O delegado frisa, no relatório, que não há como afirmar que os policiais militares tenham sido os “autores imediatos” das mortes dos amigos, ou seja, que não foram os responsáveis pelas execuções em si. No entanto, aponta que há “robustos elementos autoria e materialidade demonstrando que concorreram inequivocamente para o resultado”.

Na denúncia do Ministério Público estadual do Rio, à qual o EXTRA também teve acesso, o promotor Diogo Erthal Alves da Costa afirma que os homicídios foram cometidos por motivo torpe, “sendo a execução das vítimas ato de odiosa e abjeta limpeza social, eliminação de indivíduos indesejáveis”. Os PMs foram denunciados por dois homicídios duplamente qualificados (motivo torpe e com emprego de recurso que impossibilitou a defesa das vítimas).

“Após abordagem violenta, tendo sido arrecadada uma arma de fogo ou simulacro, os denunciados Julio Cesar e Jorge Luiz empregaram recurso que impossibilitou a defesa, pois, aproveitando-se do armamento que portavam, das algemas, da viatura e da condição de policiais militares, dominaram as vítimas, conduzindo-as, já subjugadas, para serem executadas”, escreveu o promotor na denúncia.

Diante das suspeitas da participação de outras pessoas no crime, no fim do mês passado, o promotor solicitou ao comando do 39º BPM informações do GPs de todas as viaturas da unidade na madrugada do crime. A PM, no entanto, respondeu que já não possui mais os dados em seu sistema.

Os dois policiais militares permanecem presos no Batalhão Especial Prisional da PM em Niterói, na Região Metropolitana do Rio. Jhorden e Edson sumiram na madrugada de 13 de dezembro do ano passado, após terem sido abordados por Julio Cesar e Custodio no bairro Vila Mercedes, em Belford Roxo. Os rapazes estavam em uma moto.
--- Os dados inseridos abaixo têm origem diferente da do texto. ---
PR #9192, opened 2020-03-05
Align navigation items adding always icons and texts for consistency and clarity

saraycp:
In top and bottom navigation bars, having only icons wasn't clear enough, so we add texts under them.

For consistency, we also add icons to those which didn't have, like _Sign Up_ and _Log In_.

Therefore, the bars height and elements sizes and spacing had to be adapted.

### No login:

compare_small_nobody

###  Login:

compare_small_logged

### No login:

compare_large_nobody

### Login:

compare_large_logged

### DIFF
--- a/src/api/app/assets/stylesheets/webui/responsive_ux.scss
+++ b/src/api/app/assets/stylesheets/webui/responsive_ux.scss
@@ -1,3 +1,9 @@
+// Variables
+// TODO: move to app/assets/stylesheets/webui/bootstrap_variables/sizes.scss
+$top-bar-height: 57px;
+$bottom-bar-height: 69px;
+$md-top-bar-height: 69px;
+
 body.responsive-ux {
   // open space to not overlap top navigation with content
   padding-top: 3.5rem !important;
@@ -6,16 +12,25 @@ body.responsive-ux {
   @import 'responsive_ux/build-result';
   @import 'responsive_ux/sponsors';
 
-  .build-results .sticky-top { top: 57px; }
+  .build-results .sticky-top { top: $top-bar-height; }
 }
 
 // FIXME: move to somewhere else?
 
 @include media-breakpoint-up(md) {
+
   body.responsive-ux {
     // START LAYOUT
+    .flash-and-announcement.sticky-top { top: $md-top-bar-height + 4px; }
+    #top_0.sticky-top { top: $md-top-bar-height; }
+
+    #navigation {
+      .fixed-top { height: $md-top-bar-height; }
+      .navbar-brand img { height: 42px; }
+    }
+
     .watchlist-collapse, .offcanvas-collapse {
-      top: 57px; /* Height of navbar */
+      top: $md-top-bar-height; /* Height of navbar */
       bottom: 0;
       width: 380px;
 
--- a/src/api/app/assets/stylesheets/webui/responsive_ux/_layout.scss
+++ b/src/api/app/assets/stylesheets/webui/responsive_ux/_layout.scss
@@ -1,17 +1,19 @@
 .border-gray-500 { border-color: $gray-500 !important; }
 .navbar-dark .navbar-toggler { color: $gray-300; }
-.flash-and-announcement.sticky-top { top: 60px; }
-#top_0.sticky-top { top: 57px; }
+.flash-and-announcement.sticky-top { top: $top-bar-height + 16px; }
+#top_0.sticky-top { top: $top-bar-height; }
 
 // NAVIGATION
 
 #navigation {
-  .fixed-top { height: 57px; }
+  .fixed-top { height: $top-bar-height; }
   .toggler {
-    @extend .ml-3;
+    @extend .ml-2;
     @extend .d-none;
     @extend .d-md-block;
     cursor: pointer;
+    &.text-center { min-width: 62px; }
+    &:first-of-type { @extend .ml-3;  }
   }
 
   .navbar-nav .nav-link {
@@ -21,18 +23,26 @@
 
   .menu-right { cursor: pointer; }
   .menu-options { font-size: 1.1rem }
+
+  .navbar-brand img { height: 30px; }
 }
 
-#bottom-navigation { height: 58px; }
+#bottom-navigation { height: $bottom-bar-height; }
 
 #navigation, #bottom-navigation {
   a.nav-link {
+    .small {
+      line-height: 1rem;
+      padding-top: 0.25rem;
+    }
+
     &.active {
       background-color: darken($dark, 10%);
       @extend .rounded;
     }
   }
 }
+
 // BREADCRUMBS
 
 .breadcrumb {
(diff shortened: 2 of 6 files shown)


src/api/app/assets/stylesheets/webui/responsive_ux.scss
```diff
@@ -6,16 +12,25 @@ body.responsive-ux {
...
+  .build-results .sticky-top { top: $top-bar-height; }
 }
 
 // FIXME: move to somewhere else?
 
 @include media-breakpoint-up(md) {
+
   body.responsive-ux {
     // START LAYOUT
+    .flash-and-announcement.sticky-top { top: $md-top-bar-height + 16px; }
```
krauselukas: @saraycp to me the 16px extra space is a bit much, maybe going with 8px? :)

src/api/app/assets/stylesheets/webui/responsive_ux.scss
```diff
@@ -1,3 +1,9 @@
+// Variables
+// TODO: move to app/assets/stylesheets/webui/bootstrap_variables/sizes.scss
```
krauselukas: @saraycp is there are reason to leave it here with the TODO comment, or is it a left over?

src/api/app/helpers/webui/webui_helper.rb
```diff
@@ -368,18 +368,38 @@ def responsive_namespace
 
   def sign_up_link(css_class: nil)
     return unless can_sign_up?
+
     if proxy_mode?
-      link_to('Sign Up', sign_up_params[:url], class: css_class)
+      link_to(sign_up_params[:url], class: css_class) do
+        link_content('Sign Up', css_class, 'fa-signature')
```
hennevogel: Hm, this is the first time I have seen this icon in this context. Not sure this helps. How about `user-plus`?

Screenshot from 2020-03-06 11-36-44

DavidKang:
I still don't see the icons for login and sign up. The icons don't bring any value, in fact, they are polluting, trying to put icons that could never fit because we don't need them. IMO we are over using the icons. And regarding consistency,
at least for me, the login and sign up has nothing  to do with the "button actions" of the navbars.

src/api/app/helpers/webui/webui_helper.rb
saraycp: In fact, that was my first idea... Let's see if we finally use icons for Log In and Sign up.

src/api/app/assets/stylesheets/webui/responsive_ux.scss
saraycp: The idea is to move this part to the correct file as soon as we move it out of the beta program.

src/api/app/assets/stylesheets/webui/responsive_ux.scss
saraycp: You are right, and I think even 4px is enough. Updated!

src/api/app/helpers/webui/webui_helper.rb
saraycp: I've already replaced the signature icon with `user-plus` one and updated the screenshots on the PR's description.

saraycp:
@DavidKang, @danidoni, @vpereira  My idea was giving the same aspect to the bar, not only regarding icons and texts but also height of the bar.

Another thing to have into account is that soonish there could be another action in the bar, the Menu one, which will include links to `All projects`, `Status Monitor` ... that should be visible even when nobody is logged in.

Yours is also a good reasoning, but I think I'm going to leave it like it is for now.

DavidKang:
@saraycp, I'm fine with your decision 🙂

src/api/app/assets/stylesheets/webui/responsive_ux/_layout.scss
```diff
@@ -21,18 +23,26 @@
...
+      padding-top: 0.25rem;
+    }
+
     &.active {
       background-color: darken($dark, 10%);
       @extend .rounded;
     }
   }
 }
+
```
danidoni: Is this intended?

src/api/app/helpers/webui/webui_helper.rb
```diff
@@ -368,18 +368,38 @@ def responsive_namespace
...
     return unless can_sign_up?
+
     if proxy_mode?
-      link_to('Sign Up', sign_up_params[:url], class: css_class)
+      link_to(sign_up_params[:url], class: css_class) do
+        link_content('Sign Up', css_class, 'fa-user-plus')
+      end
     else
-      link_to('Sign Up', '#', class: css_class, data: { toggle: 'modal', target: '#sign-up-modal' })
+      link_to('#', class: css_class, data: { toggle: 'modal', target: '#sign-up-modal' }) do
```
danidoni: I think we use `'javascript:void(0)'` instead of `#`

danidoni: Well, you use it [here](https://github.com/openSUSE/open-build-service/pull/9192/files#diff-10c13e183f1904c9cf862bd0a498e5fbR6) so you already know it :+1:

src/api/app/assets/stylesheets/webui/responsive_ux/_layout.scss
saraycp: Sorry, I don't know what you mean.

src/api/app/helpers/webui/webui_helper.rb
saraycp: I just moved code. However, AFAIK, the `'javascript:void(0)'` was added to avoid an unwanted jump/scrolling when opening an offcanvas. In case of _Log In_ and _Sign up_ we open a modal so it is not needed.

src/api/app/assets/stylesheets/webui/responsive_ux/_layout.scss
vpereira: @danidoni  means the space on the line 45 @saraycp

saraycp: So yes! it's intended, I added an empty line before and after each comment.

src/api/app/assets/stylesheets/webui/responsive_ux.scss
```diff
@@ -1,3 +1,9 @@
...
+$top-bar-height: 57px;
```
dmarcoux: This is a small, but great change! :+1:

src/api/app/helpers/webui/webui_helper.rb
danidoni: Ok

src/api/app/assets/stylesheets/webui/responsive_ux/_layout.scss
danidoni: Ok!

PR #9193, opened 2020-03-06
Add group to role request dialog

quatran:


krauselukas:
@quatran Congrats for your first PR to the project! :tada: Let's see on monday how to fix the tests and if I remember correctly, we already have something in the codebase to auto-complete group names :) maybe we can use it here as well, let's see

danidoni:
Congrats on your first PR! :clap:

src/api/app/views/webui/request/_add_role_request_dialog.html.haml
```diff
@@ -18,9 +18,24 @@
...
+                  %a{ 'id' => 'user-tab', 'data-toggle' => 'tab', 'href' => '#user', 'class' => 'nav-link text-nowrap active',
+                   'role' => 'tab', 'aria-controls' => 'user', 'aria-selected' => 'true', 'onclick' => 'deleteGroupInput()' }
+                    For user
+                %li.nav-item
+                  %a{ 'id' => 'group-tab', 'data-toggle' => 'tab', 'href' => '#group', 'class' => 'nav-link text-nowrap',
+                   'role' => 'tab', 'aria-controls' => 'group', 'aria-selected' => 'false', 'onclick' => 'deleteUserInput()' }
+                    For groups
+              %div{ 'class' => 'tab-content' }
+                %div{ 'id' => 'user', 'class' => 'tab-pane fade show active', 'role' => 'tab', 'aria-labelledby' => 'user-tab' }
+                  = text_field_tag(:user, nil, id: 'user-text-field', class: 'form-control', placeholder: 'Enter username',
```
dmarcoux: As @krauselukas said, we have an autocomplete component which would be perfect for this PR. It's listed in our [patterns library](https://obs-patterns.netlify.com/molecules/autocomplete.html).

For a concrete example of how it's used for groups, have a look [here](https://github.com/openSUSE/open-build-service/blob/cc1d6484273fbb98bd2d96ca52917dd052e3bd97/src/api/app/views/webui/shared/user_or_groups_roles/_add_group_dialog.html.haml#L8-L9). For users, it's almost the same and you can check [here](https://github.com/openSUSE/open-build-service/blob/cc1d6484273fbb98bd2d96ca52917dd052e3bd97/src/api/app/views/webui/shared/user_or_groups_roles/_add_user_dialog.html.haml#L8-L9).

src/api/app/views/webui/request/_add_role_request_dialog.html.haml
```diff
@@ -18,9 +18,24 @@
...
+                  onclick: 'deleteGroupInput()')
+                %div{ 'id' => 'group', 'class' => 'tab-pane fade', 'role' => 'tab', 'aria-labelledby' => 'group-tab' }
```
dmarcoux: This is really not a big deal and I don't know if you're new to HAML or not, but just in case you are, the `id` and `class` properties can be written directly after the tag instead of being passed in the attributes (so inside the curly brackets). This would result in:

`%div.tab-pane.fade#group{ 'role' => 'tab', ... }`.

One more trick, the `div` is so commonly used that it can be skipped! So it results in:

`.tab-pane.fade#group{ 'role' => 'tab', ... }`

Voilà!

quatran: Thanks for the useful tips. I'm fairly new to HAML :)

src/api/app/assets/javascripts/webui/request.js
```diff
@@ -79,25 +79,17 @@ function prefillSubmitRequestForm() {
...
 }
 
-function requestAddReviewAutocomplete() { // jshint ignore:line
+function requestAddAutocomplete(element) { // jshint ignore:line
   $('.modal').on('shown.bs.modal', function() {
     $('.hideable input:not(:visible)').attr('disabled', true);
   });
 
-  $('#review_type').change(function () {
+  $(element).change(function () {
```
hennevogel: Element is the most general base class from which all element objects (i.e. objects that represent elements) in a Document inherit.  -> https://developer.mozilla.org/en-US/docs/Web/API/Element

src/api/spec/features/webui/requests_spec.rb
```diff
@@ -101,6 +105,11 @@
         click_link 'Request role addition'
         within('#add-role-modal') do
           find(:id, 'role').select('Maintainer')
+          find(:id, 'role_type').select('User')
```
krauselukas, line 108: @quatran hey, the PR looks good to me so far, I have one suggestion. You already adjusted this feature test for the request role addition of a User. Maybe you could take over this logic and do the same for the group :)  If you need help, let me know. But first step would be to see how its done here for the User.

src/api/app/controllers/webui/request_controller.rb
```diff
@@ -334,16 +334,16 @@ def forward_request_to(fwd)
...
-      target_project: params[:project],
-      target_package: params[:package],
-      source_project: params[:devel_project],
-      source_package: params[:devel_package] || params[:package],
-      target_repository: params[:repository],
-      person_name: params[:user],
-      group_name: params[:group],
-      role: params[:role],
-      type: type.to_s
-    }
```
vpereira, line 347: can you explain why is it better than before?

quatran: We pass the params of user or group only if they are present. Otherwise it would result into a crashing of the follow up functions which uses `request_action_attributes`

PR #9196, opened 2020-03-09
[dist] initial version of perl-OBS-XML

M0ses:
Create an extra packge for XML::Structured DTD's from BSXML name OBS::XML


M0ses:
For the record: reviewed by @mlschroe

Câmeras de segurança flagraram o momento da abordagem. Após terem sido parados por um dos policiais, os amigos caem da motocicleta. Em seguida, sofrem algumas agressões, são algemados e colocados dentro da viatura. Uma arma foi encontrada com os rapazes.

Os jovens não foram levados pelos policiais para a delegacia. Eles foram encontrados mortos no dia seguinte por familiares, a oito quilômetros do local da abordagem. Os parentes das vítimas conseguiram as imagens de câmeras de segurança que flagraram a abordagem e foram até o 39º BPM.

O comando do batalhão encaminhou os dois PMs à DHBF. Na unidade, em depoimento, eles alegaram que liberaram os jovens cerca de 40 metros após terem colocado ambos na viatura. Os dados do GPs do carro, no entanto, derrubaram a versão dos policiais, demonstrando que eles não pararam no local indicado.

Os dados também revelam que os militares não estiveram no local onde os jovens foram encontrados mortos, mais um indicativo de que não foram os responsáveis por terem executado os rapazes.